Established on December 19, 2006, the 3,000 mile Trail is administered by the National Park Service Chesapeake Bay Office. The Trail connects people with places evoking the Chesapeake of 400 years ago, and with stories of American Indian communities and culture, of Smith’s 1607-1609 voyages of exploration, and of the Bay and its rivers. The Trail offers opportunities for tourism, environmental and cultural education, conservation, and recreation. The Chesapeake Conservancy serves as the National Park Service Chesapeake Bay office’s primary nonprofit partner on the Trail.

“For the last 10 years, we have embraced the John Smith Chesapeake Trail as the inspiration and framework for large landscape conservation and increased public access throughout the Chesapeake. This landscape shapes our culture and traditions and defines our communities,” Joel Dunn, president and CEO of the Chesapeake Conservancy said. “As the National Park Service celebrates its 100th Anniversary, I’d like to remind people in this region that they have a National Park in our collective backyard. The John Smith Chesapeake Trail, comprising much of the Chesapeake, is as beautiful and precious to our nation as the Grand Canyon, Yellowstone, or Yosemite.”

As the National Park Service celebrates its 100th anniversary this year with the Find Your Park campaign, NPS is sponsoring events and tributes throughout the year to celebrate this milestone, from free admission days in parks, to commemorative coins, to film festivals. The National Park System comprises 409 sites covering more than 84 million acres.

Ten facts about the John Smith Chesapeake Trail:

1.    The Captain John Smith Chesapeake National Historic Trail is the first all-water National Historic Trail.

2.    The Trail stretches over 3,000 miles, spanning from Cooperstown, New York to Virginia Beach, Virginia.

3.    The arrival of English colonists 400 years ago unleashed changes that transformed the Chesapeake landscape. For centuries the native people had lived lightly on the land. But the English brought different farming practices, machinery, and alien species of plants, animals, and insects that drastically altered the natural balance.

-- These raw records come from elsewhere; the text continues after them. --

PR #2714, opened 2024-02-01
Simplify `select_module` after `simplify_dyn_ops` pass

CharlieL7:
* This pass recalculates the `output_dyn_shapes` attribute for `select_module` operators after the rest of `simplify_dyn_ops`.
* Recalculating the outputs shapes is required if the other matchers change the output shape of the submodules.
  * For example, the `Resize` operator can output `{0, max_int}` dynamic dimensions, but will be simplified for dynamic batch to a static shape.


pfultz2:
We cant update `compute_shape` in `select_module` to compute the correct dynamic shape output?

CharlieL7:
> We cant update `compute_shape` in `select_module` to compute the correct dynamic shape output?

We could if we use `shape.compute_shape(shape_inputs, module_inputs)`. Would have to change `select_module` to remove the `output_dyn_shapes` attribute and related changes to tests/IR.

src/simplify_dyn_ops.cpp
```diff
@@ -328,6 +464,7 @@ void simplify_dyn_ops::apply(module& m) const
                         find_const_3in_slice{},
                         find_const_4in_slice{},
                         find_const_alloc_fill{});
+    match::find_matches(m, simplify_select_module_output_shape{});
```
bpickrel, line 467: Does adding a second find_matches() call have a different effect than adding the new pass at the end of the preceding list?

CharlieL7: Yes, tuns the matcher after running all of the prior through the model

src/simplify_dyn_ops.cpp
```diff
@@ -318,6 +319,141 @@ struct find_const_alloc_fill
...
+        auto sm_ins           = mr.result;
+        auto sm_module_inputs = sm_ins->module_inputs();
+        std::vector<std::vector<shape>> all_output_shapes(sm_module_inputs.size());
+        std::transform(sm_module_inputs.begin(),
+                       sm_module_inputs.end(),
+                       all_output_shapes.begin(),
+                       [](auto submod) { return submod->get_output_shapes(); });
+        // check that all of the submodules have the same number of outputs and all respective
+        // outputs have the same rank and type
+        auto shapes_ndim  = get_shapes_ndim(all_output_shapes.front());
```
bpickrel, line 343: Can this ever get called with empty `all_output_shapes`?

test/simplify_dyn_ops_test.cpp
```diff
@@ -571,4 +571,254 @@ TEST_CASE(const_alloc_fill)
...
+        // create batch submodules
+        auto create_submodule = [&](std::size_t batch_size, const std::string& module_name) {
+            auto* submod = p1.create_module(module_name);
+            migraphx::shape sm_shape{migraphx::shape::float_type,
+                                     {{batch_size, batch_size}, {4, 20}}};
+            auto sm_input = submod->add_parameter("data", sm_shape);
+            migraphx::shape lit_s{migraphx::shape{migraphx::shape::float_type, {1}}};
+            auto literal_ins = submod->add_literal(migraphx::literal{lit_s, {6}});
+            auto broadcast_lit =
+                submod->add_instruction(migraphx::make_op("multibroadcast"), literal_ins, sm_input);
```
umangyadav, line 716: why wasn't this changed ? other tests have it changed.

src/simplify_dyn_ops.cpp
```diff
@@ -318,6 +319,141 @@ struct find_const_alloc_fill
...
+        auto shapes_types = get_shapes_types(all_output_shapes.front());
+        bool check = std::all_of(
+            all_output_shapes.begin() + 1, all_output_shapes.end(), [&](auto out_shapes) {
+                bool same_types = get_shapes_types(out_shapes) == shapes_types;
+                bool same_ndim  = get_shapes_ndim(out_shapes) == shapes_ndim;
+                return same_types and same_ndim;
+            });
+        if(not check)
```
umangyadav, line 351: you can  do if(std::any_of()) and then return

test/simplify_dyn_ops_test.cpp
CharlieL7: Not simplify-able in this case

src/simplify_dyn_ops.cpp
CharlieL7: It doesn't seem possible since that would mean there are no submodules or none of the submodules have any output.

test/simplify_dyn_ops_test.cpp
```diff
@@ -571,4 +571,254 @@ TEST_CASE(const_alloc_fill)
...
+            {dim1, dim2, dim3, dim4});
+        auto ret =
+            mm1->add_instruction(migraphx::make_op("get_tuple_elem", {{"index", 0}}), sm_ins);
+        mm1->add_return({ret});
+    }
+
+    EXPECT(p0 == p1);
+}
+
+TEST_CASE(select_module_update1)
```
bpickrel, line 659: Could you please comment how this case differs from select_module_update1?  The only difference I can see is that one fixed dimension value is 20 instead of 4--is that meaningful?

test/simplify_dyn_ops_test.cpp
```diff
@@ -571,4 +571,254 @@ TEST_CASE(const_alloc_fill)
...
+                                           {{"output_dyn_shapes", migraphx::to_value(out_attr)}}),
+            {input0},
+            {dim1, dim2, dim3, dim4});
+        auto ret =
+            mm0->add_instruction(migraphx::make_op("get_tuple_elem", {{"index", 0}}), sm_ins);
+        mm0->add_return({ret});
+    }
+    migraphx::run_passes(p0, {migraphx::simplify_dyn_ops{}, migraphx::dead_code_elimination{}});
+
+    // difference is `output_dyn_shapes` attribute in `select_module`
```
bpickrel, line 784: I don't think this comment is correct

test/simplify_dyn_ops_test.cpp
```diff
@@ -571,4 +571,254 @@ TEST_CASE(const_alloc_fill)
...
+        auto ret =
+            mm1->add_instruction(migraphx::make_op("get_tuple_elem", {{"index", 0}}), sm_ins);
+        mm1->add_return({ret});
+    }
+
+    EXPECT(p0 == p1);
+}
+
+// contrived example where each submodule to select_module outputs the same static shape.
+TEST_CASE(select_module_update2)
```
bpickrel, line 746: The two programs are identical as far as I can tell.  What are we testing?

src/simplify_dyn_ops.cpp
```diff
@@ -318,6 +319,141 @@ struct find_const_alloc_fill
...
+     * Assuming all shapes have the same ndim.
+     */
+    shape dyn_shape_from_shapes(std::vector<shape> shape_vec) const
+    {
+        // making 2D matrices of min_lens and max_lens
+        // specifically using uint64_t because we're going to put the values into a tensor_view
+        // later
+        std::vector<uint64_t> all_min_lens;
+        std::vector<uint64_t> all_max_lens;
+        for(int i : range(shape_vec.size()))
```
bpickrel, line 405:
```suggestion
                for(auto s : shape_vec)
        {
            // auto s        = shape_vec.at(i);

```

test/simplify_dyn_ops_test.cpp
bpickrel: Could you add a comment?  It's very hard to spot by code inspection if you don't know what you're looking for.

umangyadav (approved):

CharlieL7:
Keeping this PR for now and pushing back the refactor to pass_manager for a later date. Tracking the pass_manager refactor as issue #2714 .

bpickrel (approved):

4.    The English were not the first Europeans to visit the Chesapeake Bay – the Spanish probably got here first. Spanish vessels had likely sailed into the Bay several times in the 1500s. A Spanish map by Diego Gutierrez was the first to record the Chesapeake Bay, although he called it “Bahia de Santa Maria.” The English were the first Europeans to come to Virginia with the intention of staying.

5.    When Captain John Smith made his Chesapeake voyages in 1607-1609, there were an estimated 50,000 native people already living in the region. They occupied scores of communities along the Chesapeake and its rivers. Today, the Chesapeake watershed is home to nearly 18 million people.

6.    The trail is marked at several places on the water by National Oceanic and Atmospheric Administration (NOAA) buoys as part of the Chesapeake Bay Interpretive Buoy System (CBIBS). Accessible by cell phone or via the Internet, these buoys transmit real-time data as well as historical information for recreational and educational uses.

7.    Thousands of acres along the trail are protected for the public to enjoy at national, state, and county parks and wildlife refuges.

8.    Smith mapped the Chesapeake and its great rivers with astonishing accuracy using a compass, a sextant, an hourglass, and information shared with him by American Indians. Smith’s map and writings influenced exploration and settlement of eastern North America for many generations, and they are a remarkable partial record of the native cultures and the natural environment of the 17th-century Chesapeake.

9.    It is a common misconception that Indians no longer live in the Chesapeake Bay region. In fact, there are tens of thousands of people in Virginia, Maryland, Delaware, Pennsylvania, and the District of Columbia who identify as American Indian.

10. The Chesapeake Bay region is home to 348 species of finfish, 173 species of shellfish, over 2,700 plant species, and 29 species of waterfowl and is a major resting place along the Atlantic Flyway. Every year, over a million waterfowl spend the winter in the Bay region.